───── Data in this exercise ─────

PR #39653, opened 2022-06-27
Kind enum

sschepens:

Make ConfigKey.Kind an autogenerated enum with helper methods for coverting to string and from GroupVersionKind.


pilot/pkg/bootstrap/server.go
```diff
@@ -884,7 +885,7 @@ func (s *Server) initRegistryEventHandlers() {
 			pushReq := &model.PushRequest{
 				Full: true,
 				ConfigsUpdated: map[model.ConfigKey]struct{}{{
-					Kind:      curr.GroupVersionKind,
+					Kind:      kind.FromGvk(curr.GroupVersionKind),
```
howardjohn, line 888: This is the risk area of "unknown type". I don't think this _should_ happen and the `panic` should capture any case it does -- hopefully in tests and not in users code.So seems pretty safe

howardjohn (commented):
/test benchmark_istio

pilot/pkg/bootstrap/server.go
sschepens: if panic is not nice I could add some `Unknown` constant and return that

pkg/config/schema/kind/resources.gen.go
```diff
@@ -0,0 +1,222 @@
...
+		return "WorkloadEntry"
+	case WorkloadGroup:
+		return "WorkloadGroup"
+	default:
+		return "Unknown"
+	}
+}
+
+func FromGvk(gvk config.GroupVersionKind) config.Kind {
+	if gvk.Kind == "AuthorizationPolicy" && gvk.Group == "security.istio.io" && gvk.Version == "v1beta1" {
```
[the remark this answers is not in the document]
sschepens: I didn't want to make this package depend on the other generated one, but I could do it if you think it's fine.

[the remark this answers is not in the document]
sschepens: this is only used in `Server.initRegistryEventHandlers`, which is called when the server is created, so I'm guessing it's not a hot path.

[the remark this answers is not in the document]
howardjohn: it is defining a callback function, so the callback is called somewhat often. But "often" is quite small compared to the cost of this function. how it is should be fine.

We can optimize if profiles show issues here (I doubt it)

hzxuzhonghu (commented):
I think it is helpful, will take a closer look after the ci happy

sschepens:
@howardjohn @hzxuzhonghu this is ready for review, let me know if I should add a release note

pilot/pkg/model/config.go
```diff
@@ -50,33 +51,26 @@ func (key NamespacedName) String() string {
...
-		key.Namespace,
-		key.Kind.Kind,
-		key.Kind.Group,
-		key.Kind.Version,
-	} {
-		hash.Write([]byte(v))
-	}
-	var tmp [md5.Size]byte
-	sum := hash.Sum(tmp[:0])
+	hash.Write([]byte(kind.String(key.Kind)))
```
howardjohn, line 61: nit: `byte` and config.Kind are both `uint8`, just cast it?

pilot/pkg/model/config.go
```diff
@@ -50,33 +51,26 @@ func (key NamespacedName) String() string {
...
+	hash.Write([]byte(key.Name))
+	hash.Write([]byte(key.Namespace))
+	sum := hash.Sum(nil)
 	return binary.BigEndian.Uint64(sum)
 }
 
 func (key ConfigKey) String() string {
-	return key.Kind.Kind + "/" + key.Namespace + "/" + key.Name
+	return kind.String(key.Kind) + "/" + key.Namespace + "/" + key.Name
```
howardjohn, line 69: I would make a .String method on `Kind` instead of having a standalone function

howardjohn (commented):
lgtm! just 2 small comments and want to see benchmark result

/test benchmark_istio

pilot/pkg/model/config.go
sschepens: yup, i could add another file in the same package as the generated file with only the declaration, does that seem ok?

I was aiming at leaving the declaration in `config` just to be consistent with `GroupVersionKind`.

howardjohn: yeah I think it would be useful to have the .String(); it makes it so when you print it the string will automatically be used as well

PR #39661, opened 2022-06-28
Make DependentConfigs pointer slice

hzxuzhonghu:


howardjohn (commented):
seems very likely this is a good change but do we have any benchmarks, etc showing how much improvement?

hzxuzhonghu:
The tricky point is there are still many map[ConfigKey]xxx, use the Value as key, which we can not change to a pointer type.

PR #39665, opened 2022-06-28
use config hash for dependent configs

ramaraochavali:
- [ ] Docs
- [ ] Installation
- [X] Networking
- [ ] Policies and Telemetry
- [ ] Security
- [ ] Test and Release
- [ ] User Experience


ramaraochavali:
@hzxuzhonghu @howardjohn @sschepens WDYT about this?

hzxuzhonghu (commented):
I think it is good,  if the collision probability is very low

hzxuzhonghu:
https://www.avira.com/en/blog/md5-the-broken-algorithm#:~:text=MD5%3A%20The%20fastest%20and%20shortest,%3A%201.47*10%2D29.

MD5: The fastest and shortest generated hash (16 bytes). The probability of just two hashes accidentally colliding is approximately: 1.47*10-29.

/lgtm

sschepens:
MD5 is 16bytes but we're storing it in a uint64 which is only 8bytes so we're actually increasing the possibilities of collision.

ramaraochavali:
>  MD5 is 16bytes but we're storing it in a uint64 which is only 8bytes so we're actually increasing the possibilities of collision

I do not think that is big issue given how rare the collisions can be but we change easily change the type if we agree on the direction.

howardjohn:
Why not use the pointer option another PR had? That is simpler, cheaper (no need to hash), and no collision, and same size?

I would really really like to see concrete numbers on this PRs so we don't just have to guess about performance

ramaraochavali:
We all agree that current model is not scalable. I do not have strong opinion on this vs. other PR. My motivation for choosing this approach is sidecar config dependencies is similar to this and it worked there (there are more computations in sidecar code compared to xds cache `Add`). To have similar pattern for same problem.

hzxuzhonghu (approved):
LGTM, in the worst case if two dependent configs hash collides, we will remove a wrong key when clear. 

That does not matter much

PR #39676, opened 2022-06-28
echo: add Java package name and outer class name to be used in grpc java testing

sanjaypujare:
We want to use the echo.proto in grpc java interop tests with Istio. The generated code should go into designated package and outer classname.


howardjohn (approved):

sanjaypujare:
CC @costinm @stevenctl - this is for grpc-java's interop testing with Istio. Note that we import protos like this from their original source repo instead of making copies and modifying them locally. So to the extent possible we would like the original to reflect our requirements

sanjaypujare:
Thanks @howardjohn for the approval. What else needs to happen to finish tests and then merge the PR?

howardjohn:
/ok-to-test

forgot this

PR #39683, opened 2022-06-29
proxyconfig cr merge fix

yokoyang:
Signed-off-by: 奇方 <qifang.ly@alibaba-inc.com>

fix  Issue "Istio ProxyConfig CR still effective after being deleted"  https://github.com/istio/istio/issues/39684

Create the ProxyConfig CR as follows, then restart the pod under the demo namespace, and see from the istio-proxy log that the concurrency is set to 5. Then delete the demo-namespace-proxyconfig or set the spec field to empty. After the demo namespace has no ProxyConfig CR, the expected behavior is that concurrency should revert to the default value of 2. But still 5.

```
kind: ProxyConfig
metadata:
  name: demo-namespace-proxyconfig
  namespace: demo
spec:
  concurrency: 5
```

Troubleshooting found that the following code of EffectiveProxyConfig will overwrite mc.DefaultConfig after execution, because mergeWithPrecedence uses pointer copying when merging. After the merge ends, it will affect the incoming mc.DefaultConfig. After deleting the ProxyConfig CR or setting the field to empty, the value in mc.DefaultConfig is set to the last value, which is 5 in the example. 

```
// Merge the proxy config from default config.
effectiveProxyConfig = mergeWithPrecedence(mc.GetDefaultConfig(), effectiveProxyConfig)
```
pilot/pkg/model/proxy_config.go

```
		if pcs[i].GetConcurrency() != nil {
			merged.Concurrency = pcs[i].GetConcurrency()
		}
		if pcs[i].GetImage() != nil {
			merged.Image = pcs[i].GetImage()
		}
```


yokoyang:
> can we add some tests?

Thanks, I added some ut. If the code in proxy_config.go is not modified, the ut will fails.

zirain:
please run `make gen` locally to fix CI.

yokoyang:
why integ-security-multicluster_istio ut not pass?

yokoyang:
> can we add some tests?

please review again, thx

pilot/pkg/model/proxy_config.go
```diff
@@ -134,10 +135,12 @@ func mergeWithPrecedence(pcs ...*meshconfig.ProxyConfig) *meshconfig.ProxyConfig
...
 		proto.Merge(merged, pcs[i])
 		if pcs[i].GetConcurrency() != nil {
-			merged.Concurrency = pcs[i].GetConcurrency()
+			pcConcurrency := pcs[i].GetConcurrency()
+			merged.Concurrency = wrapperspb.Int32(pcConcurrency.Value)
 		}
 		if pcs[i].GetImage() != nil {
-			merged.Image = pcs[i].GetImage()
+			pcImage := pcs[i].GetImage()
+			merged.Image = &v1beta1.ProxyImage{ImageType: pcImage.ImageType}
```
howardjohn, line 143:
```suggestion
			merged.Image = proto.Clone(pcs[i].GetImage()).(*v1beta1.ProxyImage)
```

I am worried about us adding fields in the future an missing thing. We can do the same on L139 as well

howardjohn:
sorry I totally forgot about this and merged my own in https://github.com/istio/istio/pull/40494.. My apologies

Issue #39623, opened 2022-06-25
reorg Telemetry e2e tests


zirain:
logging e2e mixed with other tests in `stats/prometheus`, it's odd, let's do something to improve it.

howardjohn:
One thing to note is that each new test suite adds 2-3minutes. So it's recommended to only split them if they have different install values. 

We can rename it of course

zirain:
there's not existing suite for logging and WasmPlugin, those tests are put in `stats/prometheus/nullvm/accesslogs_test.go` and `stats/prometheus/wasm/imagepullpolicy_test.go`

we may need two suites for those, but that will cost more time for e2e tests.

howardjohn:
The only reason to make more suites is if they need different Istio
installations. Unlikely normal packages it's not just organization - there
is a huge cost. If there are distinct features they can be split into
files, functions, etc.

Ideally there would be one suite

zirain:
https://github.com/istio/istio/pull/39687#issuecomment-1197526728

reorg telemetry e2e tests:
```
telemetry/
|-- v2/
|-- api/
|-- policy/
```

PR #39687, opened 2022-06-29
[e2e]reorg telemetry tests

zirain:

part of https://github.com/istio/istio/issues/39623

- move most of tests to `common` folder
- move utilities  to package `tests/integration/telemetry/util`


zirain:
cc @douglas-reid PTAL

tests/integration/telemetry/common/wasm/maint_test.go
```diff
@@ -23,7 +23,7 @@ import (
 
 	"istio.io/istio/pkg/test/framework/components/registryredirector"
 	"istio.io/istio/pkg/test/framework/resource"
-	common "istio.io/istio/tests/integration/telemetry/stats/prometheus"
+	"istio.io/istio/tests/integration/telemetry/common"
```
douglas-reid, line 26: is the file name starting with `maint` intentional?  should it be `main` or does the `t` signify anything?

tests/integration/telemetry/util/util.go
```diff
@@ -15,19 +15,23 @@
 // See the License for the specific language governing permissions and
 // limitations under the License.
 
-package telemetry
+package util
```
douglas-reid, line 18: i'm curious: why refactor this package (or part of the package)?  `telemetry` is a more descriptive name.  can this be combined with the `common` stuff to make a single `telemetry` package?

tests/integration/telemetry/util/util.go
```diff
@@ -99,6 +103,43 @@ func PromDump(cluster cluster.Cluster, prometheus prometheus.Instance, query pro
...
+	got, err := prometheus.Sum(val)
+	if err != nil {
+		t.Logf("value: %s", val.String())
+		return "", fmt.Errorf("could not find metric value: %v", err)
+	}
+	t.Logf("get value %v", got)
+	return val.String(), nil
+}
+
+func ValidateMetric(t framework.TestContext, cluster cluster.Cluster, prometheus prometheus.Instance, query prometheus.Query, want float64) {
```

─────

▶ **Work instruction**:
Looking at the records above, how many lines contain "import"? Answer with the number alone.

▶ **Answer to the exercise**:
2